● Instructions for the task: Would you please return every line from the listing that contains the word "what"?

● Information given:
++++

PR #791, opened 2018-07-16
Chapter 9

aurel1212:
Chapter 9 assignment.

### DIFF
--- a/students/AurelPerianu/Lesson9/mailroom_5.py
+++ b/students/AurelPerianu/Lesson9/mailroom_5.py
@@ -1,0 +1,220 @@
+#!/usr/bin/env python3
+
+
+class Donor:
+
+    def __init__(self, name, donations=None):
+        if ' ' in name:
+            self._first, self._last = name.split(' ')
+        else:
+            self._first = ''
+            self._last = name
+        self._name = name
+        if donations:
+            self._donations = donations
+        else:
+            self._donations = []
+
+    @property
+    def name(self):
+        return self._name
+
+    @property
+    def first_name(self):
+        return self._first
+
+    @property
+    def last_name(self):
+        return self._last
+
+    @property
+    def donations(self):
+        return self._donations
+
+    @property
+    def full_name(self):
+        return f"{self._first} {self._last}"
+
+    def __str__(self):
+        return f"{self._first} {self._last} {self._donations}"
+
+    def __repr__(self):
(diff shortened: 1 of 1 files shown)


students/AurelPerianu/Lesson9/mailroom_5.py
```diff
@@ -0,0 +1,220 @@
...
+    def name(self):
+        return self._name
+
+    @property
+    def first_name(self):
+        return self._first
+
+    @property
+    def last_name(self):
+        return self._last
```
natasha-aleksandrova: no need to use property for something like first name or last name since there is no additional special logic.

you can access the attribute directly

students/AurelPerianu/Lesson9/mailroom_5.py
```diff
@@ -0,0 +1,220 @@
...
+            To:       {0:s}
+            Subject:  Your donation of ${1:,.2f}
+            Dear {0:s},\n
+
+            Thank you for your donation of ${1:,.2f}.\n
+            """
+        print(txt.format(self._name, amount))
+
+
+class Donors_All:
```
natasha-aleksandrova: class names should follow `UpperCamelCase` convention; no underscores.

students/AurelPerianu/Lesson9/mailroom_5.py
```diff
@@ -0,0 +1,220 @@
...
+    def __init__(self, donors=None):
+        if donors:
+            self._donors = donors
+        else:
+            self._donors = []
```
natasha-aleksandrova: you can also use shortcuts:
`self.donors = donors or []`
or
`self.donors = donors if donors else []`

students/AurelPerianu/Lesson9/mailroom_5.py
```diff
@@ -0,0 +1,220 @@
...
+
+    def _get_donor_names(self):
+        return [donor.name for donor in self._donors]
+
+    def _donation_summary(self):
+        sort_rep = []
+        for donor in self._donors:
+            sort_rep.append([donor.name, donor.total_donations,
+                             donor.len_donations, donor.avg_donations])
+            sort_rep.sort(key=lambda elem: elem[1], reverse=True)
```
natasha-aleksandrova: should this be sorted outside of your for loop?

PR #792, opened 2018-07-17
cindy waldron's assignment from lesson 3

cindywaldron:


students/cindywaldron/lesson3/list_lab.py
```diff
@@ -0,0 +1,71 @@
...
+# enter another fruit
+response = input("Enter another fruit name > ")
+# insert an item to front of the list
+a_list.insert(0, response)
+print("Inserted " + response + " to front of list.")
+#display the list
+print(a_list)
+# print fruit name starts with 'P'
+for item in a_list:
+    if 'P' in item:
```
natasha-aleksandrova: it is best to ensure you're only checking for first letter like `item.startswith('P')` or `item[0] == 'P'`

students/cindywaldron/lesson3/slicing.py
```diff
@@ -0,0 +1,35 @@
+#!/usr/bin/env python3
+
+def exchange_first_last(seq):
+    return seq[-1:] + seq[1:-1] + seq[:1]
+
+def remove_every_other(seq):
+    return seq[0:len(seq):2]
```
natasha-aleksandrova: can be simplified to `seq[::2]` since you're setting default values there

students/cindywaldron/lesson3/mailroom.py
```diff
@@ -0,0 +1,82 @@
...
+
+if __name__ == '__main__':
+    # Display main menu
+    display_main_menu()
+    selection = 'Select an option (1, 2 or 3) ===>'
+    choice = input(selection)
+    while choice != '3':
+        if ( choice == '1'):
+            send_thank_you()
+        elif ( choice == '2'):
```
natasha-aleksandrova: no need for the parens

students/cindywaldron/lesson3/mailroom.py
```diff
@@ -0,0 +1,82 @@
...
+    """
+    options = [ '1. Send a Thank You', '2. Create a Report', '3. Quit']
+    option_str = '\n'.join(['\t'+item for item in options])
+    print(option_str)
+
+if __name__ == '__main__':
+    # Display main menu
+    display_main_menu()
+    selection = 'Select an option (1, 2 or 3) ===>'
+    choice = input(selection)
```
natasha-aleksandrova: `display_main_menu` and `input` function calls should go inside of your `while` loop

students/cindywaldron/lesson3/mailroom.py
```diff
@@ -0,0 +1,82 @@
...
+    """
+    for donor in donors:
+        print(donor[0])
+
+def display_main_menu():
+    """
+    Display main menu
+    """
+    options = [ '1. Send a Thank You', '2. Create a Report', '3. Quit']
+    option_str = '\n'.join(['\t'+item for item in options])
```
natasha-aleksandrova: 👍 on using `join`

PR #795, opened 2018-07-17
Lesson 9 HW

vvinodh:


students/vvinodh/Lesson9/mailroom_hw9.py
```diff
@@ -0,0 +1,134 @@
...
+
+donor_data = {
+        'William Gates, III': [65000.00, 2, 326892.24],
+        'Mark Zuckerberg': [16000.00, 3, 5465.37],
+        'Jeff Bezos': [877.33, 1, 877.33],
+        'Paul Allen': [708.42, 3, 236.14],
+              }
+
+
+class Donor_ops:
```
natasha-aleksandrova: pep8: class names should be UpperCamelCase -> DonorOps

students/vvinodh/Lesson9/mailroom_hw9.py
```diff
@@ -0,0 +1,134 @@
...
+        for donor in donor_data:
+            list_text += (donor + '\n')
+        return list_text
+
+    def report():
+        columns = ["DONOR", "TOTAL", "AVERAGE", "NUMBER"]
+        report_text = str("\n--------------- Report -------------\n\n")
+        report_text += str('{:<30}{:<15}{:<15}{:<15}\n'.format(*columns))
+        for name in donor_data:
+            donation_info = Donor(donor_data[name])
```
natasha-aleksandrova: instead of creating a Donor object every time you need to use, this class should hold reference to collection of these objects, for example
```
donor_collection = DonorCollection(Donor("jeff", [100, 200]), Donor("bob", [139]))
```
then functions like report can reference collection of donors that was initialized at the time of creating of donor collection object.

natasha-aleksandrova:
@vvinodh I'm going to ahead and merge this since you've put in good effort and are nearing your due date. I would recommend reviewing my comments and making sure you understand the OO concepts.

PR #801, opened 2018-07-19
list_lab.py ready for review

andykhkwok:
List_lab.py is ready for review. 
Mailroom.py requires additional testing to debug prior to submission.

### DIFF
--- a/students/AndyKwok/lesson03/list_lab.py
+++ b/students/AndyKwok/lesson03/list_lab.py
@@ -1,0 +1,102 @@
+# Description: 
+# Author: Andy Kwok
+# Last Updated: 07/14/2018
+# ChangeLog: 
+# v1.0 - Initialization
+
+import os 
+
+#!/usr/bin/env python
+
+list = ['Apples', 'Pears', 'Oranges', 'Peaches']
+
+#Series 1
+def series_one(list):
+    """ Function to display and add item to list
+    list: list of fruit
+    new_list = list after mod in fruit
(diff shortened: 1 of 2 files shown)


students/AndyKwok/lesson03/list_lab.py
```diff
@@ -0,0 +1,102 @@
...
+    list: list of fruit
+    new_list = list after mod in fruit
+    new_fruit: new element to add to list
+    id: index value
+    new_fruit_2: another new element to add to list
+    selection: list item scan
+    """ 
+    print(list)
+    new_fruit = input('Please enter another fruit > ')
+    list = list + [new_fruit]
```
robalford: It's best not to use Python built-ins like `list` for variable names as this will overwrite them

students/AndyKwok/lesson03/list_lab.py
```diff
@@ -0,0 +1,102 @@
...
+    id = input('Number on the list to display? ')
+    print('Number {} on the list is {}'.format(id, list[int(id)-1]))
+    new_fruit_2 = input('Please enter another fruit > ')    
+    list = [new_fruit_2] + list
+    print('Add: ', list)
+    list.insert(0,new_fruit_2)
+    print('Add & insert', list)
+    new_list = []
+    for selection in list:
+        if selection[0] == 'P':
```
robalford: You can use `str.lower()` for case insensitive version

PR #803, opened 2018-07-20
Session03 complete

toddlikesbeer:
I had some git issues part way through session03. WIth Natasha slack assistance I re-cloned, so I think I'm good. Let me know if something was messed up along the way. 

This is getting fun! That mailroom was much more involved than I initially thought it would be. 

Oh, hopefully I got my tab issues settled as well. 

ToddS

### DIFF
--- a/students/toddschultz/session03/mailroom.py
+++ b/students/toddschultz/session03/mailroom.py
@@ -1,0 +1,53 @@
+#!/usr/bin/env python3
+
+global donors
+donors = ["Imp", 100.00, "Fred Flintstone", 50.00, 50.00, "Mighty Mouse", 420, 1.00, 1.00, "Road Runner", 999.00, "Papa Smurf", 1000.00, 1000.00, 1000.00]
+
+def prompt():
+	action = input("Would you like to (S)end a Thank You, (C)reate a Report or (Q)uit? ")
+	if action.lower() == "s":
+		thank_you()
+	elif action.lower() == "c":
+		create_report
+	elif action.lower() == "q":
+		print("Have a nice day!")
+	else:
+		print("Please enter S, C, or Q.")
+		prompt()
+
+def thank_you():
+	person = (input("Who would you like to send a Thank You to? "))
+	if person.lower() == "list":
+		try_again()
+	elif person in donors: 
+		donation = float(input("How much was the donation? "))
+		location = donors.index(person)
+		donors.insert((location + 1),donation)
+		print("\n\n" + person + ":\n")
+		print("\tThank you very much for your generouse donation.")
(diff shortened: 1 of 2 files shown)


students/toddschultz/session03/mailroom.py
```diff
@@ -0,0 +1,80 @@
+#!/usr/bin/env python3
+
+global donors
+donors = ["Baby Huey", 1123.00, 456.00, 1789.00, "Mighty Mouse", 99.99, "Fred Flintstone", 5550.00, 5555.00, "Road Runner", 199999.00, "Papa Smurf", 1001.00, 1002.00, 1003.00]
+
+def prompt():
+    action = input("Would you like to (S)end a Thank You, (C)reate a Report or (Q)uit? ")
```
natasha-aleksandrova: you could add `lower()` at the end to avoid calling it each time:
`action = input("").lower()`

students/toddschultz/session03/mailroom.py
```diff
@@ -0,0 +1,80 @@
...
+    if action.lower() == "s":
+        thank_you()
+    elif action.lower() == "c":
+        create_report()
+    elif action.lower() == "q" or action.lower() == "quit":
+        print("Have a nice day!")
+    else:
+        print("Please enter S, C, or Q.")
+        prompt()
```
natasha-aleksandrova: a better alternative to calling `prompt()` all over the place is to have a while True loop so that it forever loops until program is terminated.

students/toddschultz/session03/mailroom.py
```diff
@@ -0,0 +1,80 @@
+#!/usr/bin/env python3
+
+global donors
+donors = ["Baby Huey", 1123.00, 456.00, 1789.00, "Mighty Mouse", 99.99, "Fred Flintstone", 5550.00, 5555.00, "Road Runner", 199999.00, "Papa Smurf", 1001.00, 1002.00, 1003.00]
```
natasha-aleksandrova: it would be easier (code-wise) to have a list of lists here like:
```
donors  = [["baby huey", 1123, 456], ["mighty mouse", 99, 100]]
```

students/toddschultz/session03/mailroom.py
```diff
@@ -0,0 +1,80 @@
...
+        average = 0.00
+        a = donors.index(x)
+        b = a + 1
+        while type(donors[b]) is float:
+            total = total + donors[b]
+            b += 1
+            num += 1
+            if b == c:
+                break
+#Now we have donor, donations, number of donations, total, and average; need to format it.
```
natasha-aleksandrova: don't forget this report is supposed to be sorted (check requirements)

PR #804, opened 2018-07-21
Lesson 09 - OOP Mailroom

mcbraunie:


students/MicahBraun/Lesson 09/mailroom_09.py
```diff
@@ -0,0 +1,420 @@
...
+
+    def __init__(self, name):
+        """
+        Initializing characteristics to carry through module (e.g. name, donations, avg_donation, and getter)
+        :param name:
+        """
+        self.name = name
+        self.donations = []
+        self.avg_donation = 0
+        self.get_avg_donation()
```
natasha-aleksandrova: it makes more sense to call this function `set_avg_donation` or have it as a `property`

PR #805, opened 2018-07-22
Completed lesson02.

astrawmyer:
I'm not sure of the best format for docstrings. Let me know if there is a better way than what I put.


students/astrawmyer/lesson02/series.py
```diff
@@ -0,0 +1,62 @@
...
+
+
+def sum_series(n, a=0, b=1):
+    """Calculate the nth number of a fibonacci style series.
+    
+    Parameters:
+        first: This is the position of the series to return.
+        second (optional. default=0): This is the first seed vaalue to add.
+        third (optional, default=1); This is the second seed value to add.
+    """
```
natasha-aleksandrova: there are various formats for docstrings, but what you have works!

you may however adjust to this:
```
Parameters:
    n: this is the position ..
    a: first seed value
    b: second seed value
```

PR #806, opened 2018-07-22
added circle assignment lesson08

stefanjp1:


students/stefanjp1/lesson08/circle.py
```diff
@@ -0,0 +1,49 @@
+from math import pi
+
+class Circle:
+    
+    def __init__(self, the_radius):
+        self.radius = the_radius 
+        self._diameter = the_radius * 2
+        self._area = pi * the_radius ** 2
```
robalford: The calculations for diameter and area should be moved into their `@properties`

students/stefanjp1/lesson08/circle.py
```diff
@@ -0,0 +1,49 @@
...
+        self.radius = value / 2
+    
+    @property
+    def area(self):
+        return self._area
+    
+    @classmethod
+    def from_diameter(cls, diameter):
+        the_radius = diameter / 2
+        return Circle(the_radius)
```
robalford: This can be `return cls(diameter / 2.0)`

++++

● Exercise response:
I'm not sure of the best format for docstrings. Let me know if there is a better way than what I put.
natasha-aleksandrova: there are various formats for docstrings, but what you have works!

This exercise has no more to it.